WORK REQUEST:
From the first entry to the last, copy each one exactly.

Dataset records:

____

PR #82, opened 2024-02-16
feat: `bring vite`

skyrpex:


.github/workflows/vite-pull.yaml
```diff
@@ -0,0 +1,26 @@
...
+        with:
+          node-version: 20.x
+          registry-url: https://registry.npmjs.org
+      - name: Install winglang
+        run: npm i -g winglang
+      - name: Install dependencies
+        run: npm install
+        working-directory: vite
+      - name: Test
+        run: wing test **/*.test.w
```
MarkMcCulloh, line 25: This isn't needed, `wing test` will grab all tests in the directory for you

```suggestion
        run: wing test
```

skyrpex: Thanks! I didn't think of changing the script too much.

vite/vite.cjs
```diff
@@ -0,0 +1,53 @@
...
+  });
+
+  return new Promise((resolve) => {
+    child.stdout.on("data", (chunk) => {
+      const payload = parsePayload(chunk.toString());
+      if (payload) {
+        resolve(payload.url);
+        child.stdout.removeAllListeners("data");
+      } else {
+        // console.log(chunk.toString());
```
ainvoner, line 49: do we need it?

ainvoner (approved):

vite/vite.cjs
skyrpex: Not really, although I think we should have a way to log whatever Vite is outputting somewhere. I had an issue in Wing to discuss this, somewhere. I'll look for it.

____

WRITTEN ANSWER:
PR #82, opened 2024-02-16
feat: `bring vite`

skyrpex:


.github/workflows/vite-pull.yaml
```diff
@@ -0,0 +1,26 @@
...
+        with:
+          node-version: 20.x
+          registry-url: https://registry.npmjs.org
+      - name: Install winglang
+        run: npm i -g winglang
+      - name: Install dependencies
+        run: npm install
+        working-directory: vite
+      - name: Test
+        run: wing test **/*.test.w
```
MarkMcCulloh, line 25: This isn't needed, `wing test` will grab all tests in the directory for you

```suggestion
        run: wing test
```

skyrpex: Thanks! I didn't think of changing the script too much.

vite/vite.cjs
```diff
@@ -0,0 +1,53 @@
...
+  });
+
+  return new Promise((resolve) => {
+    child.stdout.on("data", (chunk) => {
+      const payload = parsePayload(chunk.toString());
+      if (payload) {
+        resolve(payload.url);
+        child.stdout.removeAllListeners("data");
+      } else {
+        // console.log(chunk.toString());
```
ainvoner, line 49: do we need it?

ainvoner (approved):

vite/vite.cjs
skyrpex: Not really, although I think we should have a way to log whatever Vite is outputting somewhere. I had an issue in Wing to discuss this, somewhere. I'll look for it.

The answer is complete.